→ Activity: Every line of the records below from the line with "Otherwise changes LGTM" up to and including the line with "One design suggestion" must be reproduced exactly, and no line outside that range.

━━━━━━━━━━━━━━━━━━━━

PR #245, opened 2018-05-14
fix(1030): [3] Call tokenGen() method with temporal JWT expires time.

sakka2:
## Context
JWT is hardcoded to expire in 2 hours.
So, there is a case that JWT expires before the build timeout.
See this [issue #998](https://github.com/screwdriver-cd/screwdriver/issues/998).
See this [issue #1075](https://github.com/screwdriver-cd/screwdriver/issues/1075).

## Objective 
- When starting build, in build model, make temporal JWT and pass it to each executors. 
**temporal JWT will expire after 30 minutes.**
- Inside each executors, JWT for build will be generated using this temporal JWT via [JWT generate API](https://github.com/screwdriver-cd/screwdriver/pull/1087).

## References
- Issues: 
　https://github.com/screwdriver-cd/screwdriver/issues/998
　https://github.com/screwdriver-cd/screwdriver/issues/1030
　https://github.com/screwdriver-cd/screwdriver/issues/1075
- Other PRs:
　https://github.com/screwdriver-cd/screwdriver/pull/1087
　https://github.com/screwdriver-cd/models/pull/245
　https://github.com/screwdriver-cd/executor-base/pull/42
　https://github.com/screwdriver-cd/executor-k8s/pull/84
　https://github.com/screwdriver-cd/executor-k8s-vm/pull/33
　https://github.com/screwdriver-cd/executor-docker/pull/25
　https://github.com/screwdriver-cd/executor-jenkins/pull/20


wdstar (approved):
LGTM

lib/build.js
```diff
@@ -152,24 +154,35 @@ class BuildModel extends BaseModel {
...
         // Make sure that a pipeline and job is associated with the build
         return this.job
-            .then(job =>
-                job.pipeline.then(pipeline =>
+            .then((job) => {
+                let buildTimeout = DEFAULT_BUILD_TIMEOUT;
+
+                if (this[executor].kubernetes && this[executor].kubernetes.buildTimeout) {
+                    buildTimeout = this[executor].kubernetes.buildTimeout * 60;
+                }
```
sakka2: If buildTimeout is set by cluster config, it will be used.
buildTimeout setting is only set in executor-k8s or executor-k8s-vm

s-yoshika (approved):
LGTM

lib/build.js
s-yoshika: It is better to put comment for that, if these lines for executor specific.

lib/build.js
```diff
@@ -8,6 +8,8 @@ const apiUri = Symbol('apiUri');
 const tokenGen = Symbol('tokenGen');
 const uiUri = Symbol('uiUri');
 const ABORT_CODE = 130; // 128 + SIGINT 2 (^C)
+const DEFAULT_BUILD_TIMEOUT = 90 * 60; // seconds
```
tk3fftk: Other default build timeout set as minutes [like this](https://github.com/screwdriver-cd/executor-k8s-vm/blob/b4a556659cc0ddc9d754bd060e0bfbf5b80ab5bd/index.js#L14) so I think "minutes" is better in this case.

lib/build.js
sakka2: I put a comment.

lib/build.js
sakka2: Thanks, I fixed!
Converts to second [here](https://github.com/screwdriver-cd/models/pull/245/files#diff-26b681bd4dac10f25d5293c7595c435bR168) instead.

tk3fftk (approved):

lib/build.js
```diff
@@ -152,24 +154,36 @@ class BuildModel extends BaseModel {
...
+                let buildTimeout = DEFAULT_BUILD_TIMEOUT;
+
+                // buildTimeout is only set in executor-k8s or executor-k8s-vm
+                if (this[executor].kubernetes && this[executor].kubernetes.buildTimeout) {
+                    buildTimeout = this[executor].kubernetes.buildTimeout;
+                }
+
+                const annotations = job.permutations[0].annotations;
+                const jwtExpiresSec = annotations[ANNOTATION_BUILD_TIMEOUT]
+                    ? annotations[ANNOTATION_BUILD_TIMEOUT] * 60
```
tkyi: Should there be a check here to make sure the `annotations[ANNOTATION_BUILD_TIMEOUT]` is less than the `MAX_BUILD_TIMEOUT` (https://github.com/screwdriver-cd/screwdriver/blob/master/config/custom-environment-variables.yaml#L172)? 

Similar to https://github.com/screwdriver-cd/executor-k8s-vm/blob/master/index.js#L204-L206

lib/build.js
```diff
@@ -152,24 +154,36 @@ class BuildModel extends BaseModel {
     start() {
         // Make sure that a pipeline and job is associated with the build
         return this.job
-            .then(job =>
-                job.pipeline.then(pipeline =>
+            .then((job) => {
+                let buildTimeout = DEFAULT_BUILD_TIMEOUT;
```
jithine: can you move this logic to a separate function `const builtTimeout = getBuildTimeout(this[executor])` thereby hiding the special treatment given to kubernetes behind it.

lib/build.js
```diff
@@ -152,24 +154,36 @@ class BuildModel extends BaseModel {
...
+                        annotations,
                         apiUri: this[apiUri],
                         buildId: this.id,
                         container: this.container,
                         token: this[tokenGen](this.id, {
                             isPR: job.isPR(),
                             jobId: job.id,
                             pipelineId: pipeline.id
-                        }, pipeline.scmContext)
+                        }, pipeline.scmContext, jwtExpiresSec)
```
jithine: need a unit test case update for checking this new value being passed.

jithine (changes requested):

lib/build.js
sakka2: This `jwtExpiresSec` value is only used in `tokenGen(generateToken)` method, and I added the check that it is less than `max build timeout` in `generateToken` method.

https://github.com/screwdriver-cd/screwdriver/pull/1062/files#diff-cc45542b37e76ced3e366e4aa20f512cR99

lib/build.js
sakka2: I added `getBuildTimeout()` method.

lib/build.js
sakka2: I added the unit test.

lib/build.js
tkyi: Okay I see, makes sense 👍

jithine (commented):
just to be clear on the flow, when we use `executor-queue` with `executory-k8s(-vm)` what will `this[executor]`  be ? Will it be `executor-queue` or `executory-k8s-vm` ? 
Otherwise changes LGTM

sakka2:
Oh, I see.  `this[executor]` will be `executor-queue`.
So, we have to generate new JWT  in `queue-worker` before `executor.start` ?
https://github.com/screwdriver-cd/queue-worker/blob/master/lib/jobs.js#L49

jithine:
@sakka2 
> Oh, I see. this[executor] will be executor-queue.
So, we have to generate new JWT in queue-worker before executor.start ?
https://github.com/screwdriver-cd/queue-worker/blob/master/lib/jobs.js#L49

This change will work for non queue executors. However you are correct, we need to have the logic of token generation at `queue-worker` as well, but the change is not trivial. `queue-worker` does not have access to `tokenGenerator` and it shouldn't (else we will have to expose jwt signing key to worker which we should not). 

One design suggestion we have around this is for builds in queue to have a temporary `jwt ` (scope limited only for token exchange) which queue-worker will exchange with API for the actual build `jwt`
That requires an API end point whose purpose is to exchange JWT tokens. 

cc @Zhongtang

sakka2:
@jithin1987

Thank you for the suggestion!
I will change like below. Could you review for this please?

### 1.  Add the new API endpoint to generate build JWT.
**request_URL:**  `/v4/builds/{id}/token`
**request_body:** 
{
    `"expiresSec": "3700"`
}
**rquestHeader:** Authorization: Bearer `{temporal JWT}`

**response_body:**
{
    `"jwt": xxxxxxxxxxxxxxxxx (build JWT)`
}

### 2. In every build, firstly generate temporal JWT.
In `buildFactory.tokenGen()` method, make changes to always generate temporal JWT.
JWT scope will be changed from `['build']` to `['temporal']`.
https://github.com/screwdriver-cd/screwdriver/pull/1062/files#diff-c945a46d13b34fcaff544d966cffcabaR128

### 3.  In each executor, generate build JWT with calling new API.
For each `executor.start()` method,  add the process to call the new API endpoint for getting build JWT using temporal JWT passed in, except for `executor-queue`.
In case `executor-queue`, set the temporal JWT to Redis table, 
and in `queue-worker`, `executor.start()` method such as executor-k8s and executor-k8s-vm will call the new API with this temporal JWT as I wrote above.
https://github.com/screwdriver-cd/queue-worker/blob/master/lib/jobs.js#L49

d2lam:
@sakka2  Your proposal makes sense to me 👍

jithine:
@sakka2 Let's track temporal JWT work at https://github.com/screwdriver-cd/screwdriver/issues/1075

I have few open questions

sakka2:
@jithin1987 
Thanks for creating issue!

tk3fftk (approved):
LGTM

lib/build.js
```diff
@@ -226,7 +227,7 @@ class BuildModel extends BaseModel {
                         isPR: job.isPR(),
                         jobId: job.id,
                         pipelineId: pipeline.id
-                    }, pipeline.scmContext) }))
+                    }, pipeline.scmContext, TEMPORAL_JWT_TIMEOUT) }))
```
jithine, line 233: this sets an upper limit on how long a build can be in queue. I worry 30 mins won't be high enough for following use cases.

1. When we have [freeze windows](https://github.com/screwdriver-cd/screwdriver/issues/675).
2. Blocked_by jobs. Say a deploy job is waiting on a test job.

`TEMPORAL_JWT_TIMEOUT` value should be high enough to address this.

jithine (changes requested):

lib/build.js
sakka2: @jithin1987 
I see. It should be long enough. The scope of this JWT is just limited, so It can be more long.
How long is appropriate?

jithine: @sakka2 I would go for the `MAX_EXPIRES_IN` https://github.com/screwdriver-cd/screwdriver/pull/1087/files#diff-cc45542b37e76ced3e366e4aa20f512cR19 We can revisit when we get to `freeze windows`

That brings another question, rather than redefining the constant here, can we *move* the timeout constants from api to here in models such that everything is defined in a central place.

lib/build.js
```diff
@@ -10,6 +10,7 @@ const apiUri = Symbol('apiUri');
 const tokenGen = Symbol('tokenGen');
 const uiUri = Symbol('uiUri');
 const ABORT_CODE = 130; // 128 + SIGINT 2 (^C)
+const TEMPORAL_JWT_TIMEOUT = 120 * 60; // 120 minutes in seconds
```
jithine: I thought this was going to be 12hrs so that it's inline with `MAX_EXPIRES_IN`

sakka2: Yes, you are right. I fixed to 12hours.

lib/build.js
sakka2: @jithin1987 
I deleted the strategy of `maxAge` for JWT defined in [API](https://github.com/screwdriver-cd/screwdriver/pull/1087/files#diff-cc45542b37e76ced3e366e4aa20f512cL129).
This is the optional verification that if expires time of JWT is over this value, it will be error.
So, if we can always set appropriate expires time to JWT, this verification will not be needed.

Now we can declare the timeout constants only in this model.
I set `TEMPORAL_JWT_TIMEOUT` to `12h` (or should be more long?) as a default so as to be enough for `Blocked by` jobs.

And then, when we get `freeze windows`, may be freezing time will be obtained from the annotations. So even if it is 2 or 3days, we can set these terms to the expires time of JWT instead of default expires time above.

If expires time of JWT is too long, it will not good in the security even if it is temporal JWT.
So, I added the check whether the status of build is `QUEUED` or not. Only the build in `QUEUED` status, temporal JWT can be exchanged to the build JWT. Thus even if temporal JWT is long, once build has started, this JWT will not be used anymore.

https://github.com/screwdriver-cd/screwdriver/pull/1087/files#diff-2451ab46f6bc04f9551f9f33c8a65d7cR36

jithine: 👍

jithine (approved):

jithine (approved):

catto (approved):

━━━━━━━━━━━━━━━━━━━━

→ Answer section:
Otherwise changes LGTM

sakka2:
Oh, I see.  `this[executor]` will be `executor-queue`.
So, we have to generate new JWT  in `queue-worker` before `executor.start` ?
https://github.com/screwdriver-cd/queue-worker/blob/master/lib/jobs.js#L49

jithine:
@sakka2 
> Oh, I see. this[executor] will be executor-queue.
So, we have to generate new JWT in queue-worker before executor.start ?
https://github.com/screwdriver-cd/queue-worker/blob/master/lib/jobs.js#L49

This change will work for non queue executors. However you are correct, we need to have the logic of token generation at `queue-worker` as well, but the change is not trivial. `queue-worker` does not have access to `tokenGenerator` and it shouldn't (else we will have to expose jwt signing key to worker which we should not). 

One design suggestion we have around this is for builds in queue to have a temporary `jwt ` (scope limited only for token exchange) which queue-worker will exchange with API for the actual build `jwt`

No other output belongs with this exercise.